*** The data ***
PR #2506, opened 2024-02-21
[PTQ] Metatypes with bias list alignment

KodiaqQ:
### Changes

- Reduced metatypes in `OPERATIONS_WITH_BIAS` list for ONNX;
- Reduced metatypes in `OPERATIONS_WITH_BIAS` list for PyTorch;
*** End of The data ***
Your instructions:
Check each line of the records for the word "list", and show the lines that contain it.

Task answer:
[PTQ] Metatypes with bias list alignment
- Reduced metatypes in `OPERATIONS_WITH_BIAS` list for ONNX;
- Reduced metatypes in `OPERATIONS_WITH_BIAS` list for PyTorch;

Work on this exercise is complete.